Now apply the same idea to a mission-style relative-motion problem. A chaser begins with position error \(x\) and relative velocity \(\dot{x}\). A PD-like controller tries to bring the chaser to the target.

\[\ddot{x}=-K_p x-K_d\dot{x}\]

This comparison shows why manual integration can exaggerate error when the timestep is too coarse, while ODE45-style adaptive integration usually gives a smoother response. But the lesson remains: even a better solver cannot repair poor gains or incorrect dynamics.

Mission insight: Relative-motion control is still a second-order dynamics problem. The same modeling discipline applies whether the state is angle or position error.

Code translation: from page logic to engineering tools

Use these snippets as teaching blocks in the page. Keep the black-pill code style because it visually separates implementation from theory.

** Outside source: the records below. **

PR #1976, opened 2025-08-04
fix(controlplane): Fix the invalid label causing ingress controller fails to store license to secret

randmonkey:
Fix the issue where control plane (ingress-controller package) fails to store license to local `Secret`. Migrated from https://github.com/Kong/kubernetes-ingress-controller/pull/7648.
**Which issue this PR fixes**

Fixes #

How to write changelog here? I think we should put it in the KO changelog but not the embedded `CHANGELOG.md` file in the `ingress-controller` package. That one should be only for archive.
**PR Readiness Checklist**:

### DIFF
--- a/CHANGELOG.md
+++ b/CHANGELOG.md
@@ -73,6 +73,12 @@
   The default value is `""` which makes the operator watch all namespaces.
   [#1958](https://github.com/Kong/kong-operator/pull/1958)
 
+### Fixed
+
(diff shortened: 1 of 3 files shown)


pmalek (approved):

pmalek:
> How to write changelog here? I think we should put it in the KO changelog but not the embedded `CHANGELOG.md` file in the `ingress-controller` package. That one should be only for archive.

That's exactly what I'd expect here 👍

# Python version using scipy.solve_ivp as an ODE45-style adaptive RK solver
import numpy as np
from scipy.integrate import solve_ivp
import matplotlib.pyplot as plt

alpha = 0.4
omega0 = 0.0
theta0 = 0.0
t_final = 10.0

# Wrong: theta_dot = alpha
def wrong_model(t, y):
    theta = y[0]
    return [alpha]

# Correct: omega_dot = alpha, theta_dot = omega
def correct_model(t, y):
    theta, omega = y
    return [omega, alpha]

t_eval = np.linspace(0, t_final, 400)
wrong = solve_ivp(wrong_model, [0, t_final], [theta0], t_eval=t_eval)
correct = solve_ivp(correct_model, [0, t_final], [theta0, omega0], t_eval=t_eval)

plt.plot(wrong.t, wrong.y[0], label="Wrong: theta_dot = alpha")
plt.plot(correct.t, correct.y[0], label="Correct: theta_dot = omega")
plt.xlabel("Time [s]")
plt.ylabel("Angle theta")
plt.legend()
plt.grid(True)
plt.show()
Teaching note: MATLAB uses ode45. Python does not call it ODE45, but solve_ivp with RK45 plays the same role conceptually: adaptive Runge-Kutta integration.

A simulation can look smooth and still be wrong

1 · Model structure is everything

If a state such as \(\omega\) is missing, the simulation no longer represents the physical system.

2 · Solvers are not validators

ODE45 improves numerical integration, but it does not check whether your equations are correct.

3 · Control tuning has structure

Gain choices create regions of stable, oscillatory, unstable, and numerically sensitive behaviour.

Final insight: A GNC engineer must question the model before trusting the plot.